= Bjarne Wernicke-Olesen =

Danish orientalist

Bjarne Wernicke-Olesen is a research lecturer (associate professor) at the Oxford Centre for Hindu Studies and a tutor in Hinduism, Buddhism and Sanskrit at the Faculty of Theology and Religion at Oxford University. His research interests are: Religion, Hinduism, Indic languages (especially Sanskrit, Vedic and Pali); Śāktism and tantric traditions; ascetic reformism (6th to 2nd century BCE); the Middle Ages in India and Nepal; Yoga and asceticism; Myths and rituals; the history of ideas in South Asia; religious historiography. Wernicke-Olesen is the leader of the Śākta Traditions project, an international research project with a focus on Indian religious traditions of South Asia.

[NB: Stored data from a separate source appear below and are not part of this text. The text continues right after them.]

PR #237, opened 2026-07-01
Add data-availability triggering for TableTriggers

ryannedolan:
# Summary

 - `InputWatermarkSource` capability for `Databases`.
 - `FIRE TRIGGER ... FROM ... TO`
 - _ad hoc_ backfill support
 - Automatic late data repair via automatic backfills
 - Demo Kafka event source

# Details

Introduces a uniform way for `TableTriggers` to fire on arbitrary data change events. This is accomplished via a new interface `InputWatermarkSource`, which enables adapters to provide change events for specific storage systems. The Kafka adapter is extended as a basic example.

Supports on-demand backfills and automatic repair of late/out-of-order data. On-demand backfills can be triggered with `FIRE TRIGGER...FROM...TO`. Automatic backfills are scheduled by the reconciler when late data is detected (via `InputWatermarkSource`). This means that `TableTriggers` will fire under 3 situations:

 1. *New* data arrives. This existed prior to this PR, and represents the normal operation of `TableTriggers`.
 2. _Ad hoc_ backfills via `FIRE TRIGGER...FROM...TO`. These are just one-off `Jobs`.
 3. *Late* data arrives -- data that represents changes _before_ the watermark.

All 3 flows are managed by a new source-agnostic reconciler. (Previously, this was done with bespoke reconcilers for specific sources in our internal deployments.)

# Testing Done

Creating a trigger:

```
0: Hoptimator> create trigger foo on ads.page_views as 'retl-job-template' with ('job.properties.online.table.name' 'foo');
INFO Validating statement: CREATE TRIGGER `FOO` ON `ADS`.`PAGE_VIEWS` AS 'retl-job-template' WITH ('job.properties.online.table.name', 'foo')
INFO Validating trigger FOO with deployers
INFO Validated trigger FOO
INFO Creating trigger FOO
INFO Successfully snapshot K8s obj: TableTrigger:foo
INFO Created K8s obj: TableTrigger:foo
INFO Deployed trigger FOO
INFO CREATE TRIGGER FOO completed
No rows affected (0.1 seconds)
```

_Ad hoc_ firing a trigger:

```
0: Hoptimator> fire trigger foo;
INFO Validating statement: FIRE TRIGGER `FOO`
INFO Firing trigger FOO
INFO Updated K8s obj status: TableTrigger:foo
INFO FIRE TRIGGER FOO completed
No rows affected (0.082 seconds)
```

```
$ k get jobs -w
NAME                     STATUS     COMPLETIONS   DURATION   AGE
foo-retl-job-template-job   Running    0/1                      0s
foo-retl-job-template-job   Running    0/1           0s         0s
foo-retl-job-template-job   Running    0/1           3s         3s
foo-retl-job-template-job   Complete   1/1           3s         3s
```

Backfill:

```
0: Hoptimator> fire trigger foo from 2 days ago to now;
INFO Validating statement: FIRE TRIGGER `FOO` FROM '-2d' TO 'now'
INFO Firing trigger FOO
INFO Capping backfill end for trigger FOO from 2026-07-15T03:32:26Z to the watermark 2026-07-15T03:27:39.141872Z (a backfill cannot cover data the cursor has not yet processed).
INFO Created K8s obj: Job:foo-retl-job-template-job-bf-fc39090c
INFO FIRE TRIGGER FOO completed
No rows affected (0.096 seconds)
```

```
$ k logs foo-retl-job-template-job-bf-f59ce552-gnhjf
foo-retl-job-template-trigger processing window [2026-07-13T04:21:08Z, 2026-07-15T04:19:36.962060Z] at Wed Jul 15 04:21:09 UTC 2026
```


hoptimator-kafka/src/main/java/com/linkedin/hoptimator/kafka/ClusterSchema.java
```diff
@@ -71,4 +84,45 @@ protected String getDescription() {
...
+          adminClient.describeTopics(Collections.singleton(topic)).allTopicNames().get().get(topic);
+      if (description == null) {
+        return Optional.empty();
+      }
+      Map<TopicPartition, OffsetSpec> query = new HashMap<>();
+      for (TopicPartitionInfo partition : description.partitions()) {
+        query.put(new TopicPartition(topic, partition.partition()), OffsetSpec.maxTimestamp());
+      }
+      long frontier = Long.MIN_VALUE;
+      for (ListOffsetsResultInfo info : adminClient.listOffsets(query).all().get().values()) {
```
srnand, line 130: Shouldn’t the completeness watermark be conservative and use the minimum of all partition's latest timestamps?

Wernicke-Olesen is author of the Danish Sanskrit grammar and reader Gudernes Sprog: Klassisk sanskrit på dansk ("The language of the Gods: Classic Sanskrit in Danish"). This Sanskrit grammar is the first of its type in a Scandinavian language since Niels Ludvig Westergaard's "Kortfattet Sanskrit Formlære" in 1846, and was welcomed by professor Gavin Flood as "a landmark publication in Scandinavian Indology".

== Publications ==
- (2009) Bhagavadgītā - Ny dansk oversættelse (in Danish). Aarhus: Forlaget Gammelmark.
- (2014) Gudernes sprog: Klassisk sanskrit på dansk (in Danish). 2 vols. Højbjerg: Forlaget Univers.
- (2015) [Editor] Goddess Traditions in Tantric Hinduism: History, practice and doctrine. Oxford: Routledge.
- (2015) Varanasi: Hinduismens brændpunkt (in Danish). Aarhus: Systime.
- (2017) [Co-author] "Übungswissen in Yoga, Tantra und Asketismus des frühen indischen Mittelalters" (in German), in Almut-Barbara Renger and Alexandra Stellmacher (eds), Übungswissen in Religion und Philosophie: Produktion, Weitergabe, Wandel, pp. 241-257. Berlin: LIT Verlag.